▸ **TASK PROMPT**
Scan the data below and pick out the lines containing the word "animation".

■ ■ ■ ■

PR #1059, opened 2022-03-28
stopwatch is created, all the styles are implemented

efdalyalcin:
- [DEMO LINK](https://efdalyalcin.github.io/layout_stop-watch/)

### DIFF
--- a/src/styles/main.scss
+++ b/src/styles/main.scss
@@ -34,6 +34,7 @@ body {
     left: ($stopwatch-size / 2) - ($hand-width / 2);
 
     animation-name: rotate;
+    animation-delay: 1s;
     animation-duration: $animation-minute-time * 60;
     animation-timing-function: linear;
 
--- a/src/styles/main.scss
+++ b/src/styles/main.scss
@@ -1,0 +1,86 @@
+$stopwatch-size: 500px;
+$hand-width: 10px;
+$small-hand-height: $stopwatch-size / 3;
+$center: $stopwatch-size / 2;
+
+//a minute is arranged for 6s since it is boring to watch
+$animation-minute-time: 6s;
+
+@mixin watchsize {
+  width: $stopwatch-size;
+  height: $stopwatch-size;
+}
+
+body {
+  margin: 0;
+}
+
+.page__container {
+  margin: 50px auto;
+}
+
+.container {
+  position: relative;
+
+  @include watchsize();
+
+  border-radius: 50%;
+
+  background-color: #ededed;
+
+  &__hand {
+    position: absolute;
+    top: $center - $small-hand-height;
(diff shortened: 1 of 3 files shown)


src/styles/main.scss
```diff
@@ -0,0 +1,87 @@
...
+.page__container {
+  margin: 50px auto;
+}
+
+.container {
+  position: relative;
+
+  @include watchsize();
+
+  border-radius: 50%;
```
AndreiSuc, line 27: You can include the border-radius property into the `watchsize` mixin to save space.

src/styles/main.scss
```diff
@@ -0,0 +1,87 @@
...
+
+  &__hand {
+    position: absolute;
+    top: $center - $small-hand-height;
+    left: ($stopwatch-size / 2) - ($hand-width / 2);
+
+    animation-name: rotate;
+    animation-delay: 1s;
+    animation-duration: $animation-minute-time * 60;
+    animation-timing-function: linear;
```
AndreiSuc, line 39: Maybe you could combine these into one line to save space.

AndreiSuc (approved):
I have to give credit to your structured approach and good math. But I think you're placing too many blank lines, which makes reading your code a little confusing.

src/styles/main.scss
efdalyalcin: good catch

src/styles/main.scss
efdalyalcin: done

src/styles/main.scss
```diff
@@ -0,0 +1,79 @@
...
+$small-hand-height: $stopwatch-size / 3;
+$center: $stopwatch-size / 2;
+
+//a minute is arranged for 6s since it is boring to watch
+$animation-minute-time: 6s;
+
+@mixin watchSize {
+  width: $stopwatch-size;
+  height: $stopwatch-size;
+  border-radius: 50%;
```
ihor-jpeg, line 12: this does not seem reusable which is the idea behind mixins. also if your mixin does not take in any arguments, you should use a placeholder instead

src/styles/main.scss
```diff
@@ -0,0 +1,79 @@
...
+      height: ($stopwatch-size / 2);
+      width: ($hand-width / 2);
+
+      background-color: #da0037;
+    }
+
+    &--pin {
+      position: absolute;
+      top: $center - $hand-width;
+      left: $center - $hand-width;
```
ihor-jpeg, line 58: consider making a mixin for this. you use the same set of props in three places

ihor-jpeg (changes requested):
Almost there!

meforoma (approved):

PR #1060, opened 2022-03-28
Initial commit

AndreiSuc:
- [DEMO LINK](https://andreisuc.github.io/layout_stop-watch/)

### DIFF
--- a/src/styles/main.scss
+++ b/src/styles/main.scss
@@ -1,0 +1,64 @@
+/* #region Normalize */
+body {
+  margin: 0;
+}
+/* #endregion */
+
+/*#region Variables */
+  $pin-size: 24px;
+/* #endregion */
+
+/* #region Mixins */
+
+@mixin position {
+  position: absolute;
+  left: 50%;
+  bottom: 50%;
+}
+
+@mixin pin_size($pin_size) {
+  width: $pin_size;
+  height: $pin_size;
+  border-radius: 50%;
+}
+
+/* #endregion */
+
+.minute {
+  @include position;
+  height: 175px;
+  width: 12px;
+  transform: translateX(-12.5%);
+  background-color: red;
+  animation: rotate 60s linear infinite 2s; //this has been sped up 60 times
+  transform-origin: bottom center;
+}
+
+.second {
+  @include position;
+  height: 300px;
+  width: 6px;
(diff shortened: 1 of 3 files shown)


59MrRobot (approved):
I don't see any problems with your code style.

src/styles/main.scss
```diff
@@ -0,0 +1,62 @@
...
+$pin-size: 24px;
+/* #endregion */
+
+/* #region Mixins */
+
+@mixin position {
+  position: absolute;
+  left: 50%;
+  bottom: 50%;
+}
```
ihor-jpeg, line 17: do not make mixins that do not take in any arguments. use placeholder instead

src/styles/main.scss
```diff
@@ -0,0 +1,62 @@
...
+
+@mixin pin_size($pin_size) {
```
ihor-jpeg, line 19: i think circle would be a more descriptive name of what it is

src/styles/main.scss
```diff
@@ -0,0 +1,62 @@
...
+  background: linear-gradient(rgb(150, 150, 150),#000);
+  animation: rotate 60s linear infinite 2s;
+  transform-origin: bottom center;
+}
+
+.pin {
+  @include position;
+  @include pin_size($pin-size);
+  background-color: black;
+  transform: translate3D(-25%, 50%, 0);
```
ihor-jpeg, line 51: you are not utilizing the Z axis. simple translate would do

ihor-jpeg (changes requested):
Well done! Almost there!

ihor-jpeg (commented):
Also, I'm very confused by that apple logo 🤣

andreisucman:
The logo was supposed to be on the background but then I changed my mind)))

src/styles/main.scss
andreisucman: Fixed

src/styles/main.scss
andreisucman: Ok. Changed to circle.

src/styles/main.scss
andreisucman: Ok. Added an argument to the mixin.

meforoma (approved):

PR #1061, opened 2022-03-28
completed stopwatch task

59MrRobot:
- [DEMO LINK](https://59MrRobot.github.io/layout_stop-watch/)

### DIFF
--- a/src/styles/blocks/clock.scss
+++ b/src/styles/blocks/clock.scss
@@ -23,7 +23,6 @@
     }
 
     &--min {
-      position: absolute;
       top: 0;
       left: $center - ($hand-width / 4);
 
@@ -40,7 +39,6 @@
     }
 
     &--pin {
-      position: absolute;
       top: $center - $hand-width;
       left: $center - $hand-width;
 


AndreiSuc (approved):
Good job. Satisfies the checklist and has ideally calculated positioning.

src/styles/utils/_mixins.scss
```diff
@@ -0,0 +1,4 @@
+@mixin watchSize($size) {
```
ihor-jpeg, line 1: it seems to me square would be a more informative name of what it does

src/styles/blocks/page.scss
```diff
@@ -0,0 +1,5 @@
+.page {
+  &__clock {
+    margin: 60px auto;
+  }
+}
```
ihor-jpeg, line 5: i think a clock can be a block

src/styles/blocks/clock.scss
```diff
@@ -0,0 +1,52 @@
...
+      background-color: black;
+    }
+
+    &--pin {
+      position: absolute;
+      top: $center - $hand-width;
+      left: $center - $hand-width;
+
+      width: $hand-width * 2;
+      height: $hand-width * 2;
```
ihor-jpeg, line 44: reuse your mixin

src/index.html
```diff
@@ -1,14 +1,18 @@
...
+          content="width=device-width, user-scalable=no, initial-scale=1.0, maximum-scale=1.0, minimum-scale=1.0">
+    <meta http-equiv="X-UA-Compatible" content="ie=edge">
+    <title>Stop watch</title>
+    <link rel="stylesheet" href="./styles/main.scss">
+  </head>
+  <body class="page">
+    <div class="clock page__clock">
+      <div class="clock__hand"></div>
+      <div class="clock__hand clock__hand--big"></div>
+      <div class="clock__hand clock__hand--pin"></div>
```
ihor-jpeg, line 15: this is not clock hand. in the --pin selector you reset the majority of styles anyway

ihor-jpeg (changes requested):
Well done! Take a look at the comments

src/styles/blocks/clock.scss
ihor-jpeg: maybe throw in the border radius as well, and name it circle

src/styles/blocks/page.scss
59MrRobot: clock is a block, I did this so that I could set the block margins using mixes

ihor-jpeg: gotchu

ihor-jpeg (approved):
Nooice!

meforoma (approved):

■ ■ ■ ■

▸ **WRITTEN ANSWER**
     animation-name: rotate;
+    animation-delay: 1s;
     animation-duration: $animation-minute-time * 60;
     animation-timing-function: linear;
+$animation-minute-time: 6s;
+    animation-name: rotate;
+    animation-delay: 1s;
+    animation-duration: $animation-minute-time * 60;
+    animation-timing-function: linear;
+$animation-minute-time: 6s;
+  animation: rotate 60s linear infinite 2s; //this has been sped up 60 times
+  animation: rotate 60s linear infinite 2s;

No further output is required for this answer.